If you validate by using `kfoldPredict`, the software computes predictions for the observations in group i by using the ith model. In short, the software estimates a response for every observation by using the model trained without that observation.

### Note

`ClassificationPartitionedKernelECOC` model objects do not store the predictor data set.

## Creation

You can create a `ClassificationPartitionedKernelECOC` model by training an ECOC model using `fitcecoc` and specifying these name-value pair arguments:

• `'Learners'`– Set the value to `'kernel'`, a template object returned by `templateKernel`, or a cell array of such template objects.

• One of the arguments `'CrossVal'`, `'CVPartition'`, `'Holdout'`, `'KFold'`, or `'Leaveout'`.

For more details, see `fitcecoc`.

## Properties

expand all

### Cross-Validation Properties

Cross-validated model name, specified as a character vector.
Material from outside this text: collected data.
Issue #497, opened 2021-11-23
Add ability to upload folder with upload_file


nateraw:
**Is your feature request related to a problem? Please describe.**
In the spirit of moving away from forcing users to deal with git, it would be nice to allow folks to upload entire folders using `upload_file`, instead of having them glob/walk through all the files and call `upload_file` each time.

**Describe the solution you'd like**

```python
from huggingface_hub import upload_file

# Uploads contents of `images/` to `nateraw/some-repo`
upload_file('nateraw/some-repo', './images/')
```
**Describe alternatives you've considered**

Bonus points if we have "compression" options as well (zip, tar, gz, etc). If we do that though, we should be mindful of potentially including decompression options in the proposed `download_file` function #460 

**Additional context**
Wanted to upload a few small folders and found myself having to write more code than I wanted to in order to loop over all my local files and call `upload_file`.

osanseviero:
IMO instead of supporting uploading folders with `upload_file`, I would rather have a separate method `upload_folder` or `upload_files` which allows receiving a directory (or file pattern even!) to upload multiple files.

WDYT @LysandreJik?

LysandreJik:
Why not, if it helps! I've tried to parallelize uploads in the past but it has always resulted in 500 errors from the backend.

Feel free to open a PR @osanseviero!

osanseviero:
Yes, the backend fails as discussed in #707. A v0 could push sequentially, which would be a bit of a mess and slow, but still solve the problem. The discussion in https://github.com/huggingface/moon-landing/issues/2260 might unblock this use case though.

Pierrci:
@osanseviero yes, I think it's probably simpler to wait for the revamp of the file upload system

nateraw:
Closed with #888

PR #864, opened 2022-05-06
Add basic `upload_folder` feature

nateraw:
As discussed in #497, here's a quick draft of a basic `upload_folder` that will sequentially upload files within a folder. It's not ideal by any means, but it could get the job done for many simple cases.

### DIFF
--- a/src/huggingface_hub/hf_api.py
+++ b/src/huggingface_hub/hf_api.py
@@ -17,9 +17,9 @@ import re
 import subprocess
 import sys
 import warnings
-from pathlib import Path
 from io import BufferedIOBase, RawIOBase
 from os.path import expanduser
+from pathlib import Path
 from typing import IO, Dict, Iterable, List, Optional, Tuple, Union
 
 import requests
@@ -1880,7 +1880,7 @@ class HfApi:
         repo_type: Optional[str] = None,
         revision: Optional[str] = None,
         identical_ok: bool = True,
-        glob_pattern: Optional[str] = '**/*',
+        glob_pattern: Optional[str] = "**/*",
     ):
         path = Path(path)
 
@@ -1894,7 +1894,7 @@ class HfApi:
                 continue
 
             filepath_in_repo = Path(path_in_repo) / file.relative_to(path)
-        
+
             upload_file(
                 path_or_fileobj=str(file),
                 path_in_repo=filepath_in_repo.as_posix(),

For example, `'KernelECOC'` specifies a cross-validated kernel ECOC model.

Data Types: `char`

Number of cross-validated folds, specified as a positive integer scalar.

Data Types: `double`

Cross-validation parameter values, specified as an object. The parameter values correspond to the name-value pair argument values used to cross-validate the ECOC classifier. `ModelParameters` does not contain estimated parameters.

You can access the properties of `ModelParameters` using dot notation.

Number of observations in the training data, specified as a positive numeric scalar.

Data Types: `double`

Data partition indicating how the software splits the data into cross-validation folds, specified as a `cvpartition` model.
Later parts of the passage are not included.